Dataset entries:

Issue #176, opened 2017-07-24
mirror/service.pp should not inherit from ::kafka::params


LionelCons:
`mirror/service.pp` does not use `kafka::params` so it should not inherit from it.

Note that `mirror.pp` does use `kafka::params` and this is fine.

PR #177, opened 2017-07-24
kafka::mirror::service does not inherit from ::kafka::params anymore

LionelCons:
This fixes https://github.com/voxpupuli/puppet-kafka/issues/176.


LionelCons:
It seems that `$limit_nofile` is not used consistently... I will fix this too...

bastelfreak:
Thanks for the fix! As always: Let me know when you want a new release.

Issue #178, opened 2017-07-24
include statements do not need quotes


LionelCons:
The `include` statements we use do not use quotes except in one place:
```
$ grep -r include *
manifests/broker/service.pp:      include ::systemd
manifests/consumer/service.pp:    include ::systemd
manifests/mirror/service.pp:    include ::systemd
manifests/init.pp:    include '::archive'
```

We should be consistent and never use quotes.

PR #179, opened 2017-07-24
include statements do not need quotes

LionelCons:
This fixes https://github.com/voxpupuli/puppet-kafka/issues/178.


bastelfreak:
Thanks!

Issue #183, opened 2017-07-24
The ZooKeeper service should not be required by default


LionelCons:
Most Kafka nodes do not run ZooKeeper. Also, in some installations, the ZooKeeper ensemble runs on a completely different set of nodes.

So the default value for `service_requires_zookeeper` should be `false`.

PR #184, opened 2017-07-24
The ZooKeeper service is not required by default anymore

LionelCons:
This fixes https://github.com/voxpupuli/puppet-kafka/issues/183.


bastelfreak:
Thanks!

Issue #173, opened 2017-07-10
Module user/group management should be optional


cptcanuck:
## Affected Puppet, Ruby, OS and module versions/distributions

- Puppet: NA
- Ruby: NA
- Distribution: NA
- Module version: 2/3

## How to reproduce (e.g Puppet code you use)
Use the module as it's written

## What are you seeing
The module assumes that it should be creating the kafka user and group - though it allows you to set the userid and groupid. 

## What behaviour did you expect instead
we like to manage the users and groups on the system ourselves through a separate process, which conflicts with the module trying to create the user.  We would like to be able to choose whether the module manages the user/group or not.  We'd like manage_user and manage_group options.

PR #174, opened 2017-07-10
added logic to check if user and group should be managed by the modul…

cptcanuck:
…e or externally.  https://github.com/voxpupuli/puppet-kafka/issues/173

PR #185, opened 2017-07-24
Added manage_user and manage_group parameters

LionelCons:
This fixes https://github.com/voxpupuli/puppet-kafka/issues/173.

This is derived from https://github.com/voxpupuli/puppet-kafka/pull/174 that it supersedes.


bastelfreak:
Thanks!

PR #194, opened 2017-07-28
new consumer for mirrormaker requires that there be no equal sign after whitelist or blacklist

jacobmw:
new consumer for mirrormaker requires that there be no equal sign after whitelist or blacklist


jacobmw:
Need to squash commits

PR #195, opened 2017-07-28
fix mirror maker with new consumer

jacobmw:
When using the new consumer with Mirror Maker you can not have an equals sign after either whitelist or blacklist.  When leaving the equals sign the consumer will simply ignore the paramater.


bastelfreak:
@jacobmw thanks for the PR. Could you please rebase it?

PR #196, opened 2017-07-29
MirrorMaker service needed path to .properties files

jacobmw:
Commit: 6b509b4d1373fd5c1196d6c1f350fb71f248169e changed the behaviour of the service scripts for mirror maker in such a way that they were including the config hash instead of pointing to the file containing the config.


bastelfreak:
Thanks @jacobmw !

PR #197, opened 2017-08-18
enable possibility of system users for kafka

Wayneoween:
Since we have finally gotten to puppet4 I can make another try and hope this time its correct.

Its the same as #149 but for puppet4.


bastelfreak:
Thanks!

* YOUR INSTRUCTIONS:
Among the records above, a stretch begins at the line containing "So the default" and ends at the line containing "The module assumes". Restate that stretch word for word, and nothing else.

* YOUR RESPONSE:
So the default value for `service_requires_zookeeper` should be `false`.

PR #184, opened 2017-07-24
The ZooKeeper service is not required by default anymore

LionelCons:
This fixes https://github.com/voxpupuli/puppet-kafka/issues/183.


bastelfreak:
Thanks!

Issue #173, opened 2017-07-10
Module user/group management should be optional


cptcanuck:
## Affected Puppet, Ruby, OS and module versions/distributions

- Puppet: NA
- Ruby: NA
- Distribution: NA
- Module version: 2/3

## How to reproduce (e.g Puppet code you use)
Use the module as it's written

## What are you seeing
The module assumes that it should be creating the kafka user and group - though it allows you to set the userid and groupid. 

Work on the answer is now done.